| What to work on |
From the records below, pull each line that has "function".

START Data provided

PR #19402, opened 2021-02-12
Change the mount API to accept a function for defining engine routes

jsturgis:
This change updates the mount API method to accept a function similar
to how the route API currently works so that engine routes can be defined
in the host application's router.js file.

Some Ember applications utilize in-repo ember-engines strictly for their
lazy loading and code organization features and not for their isolation features.

In this context it makes more sense to define engine routes in the host application's
router.js file.

[RFC](https://github.com/emberjs/rfcs/pull/722)


kategengler:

END Data provided

| Result below |
Change the mount API to accept a function for defining engine routes
This change updates the mount API method to accept a function similar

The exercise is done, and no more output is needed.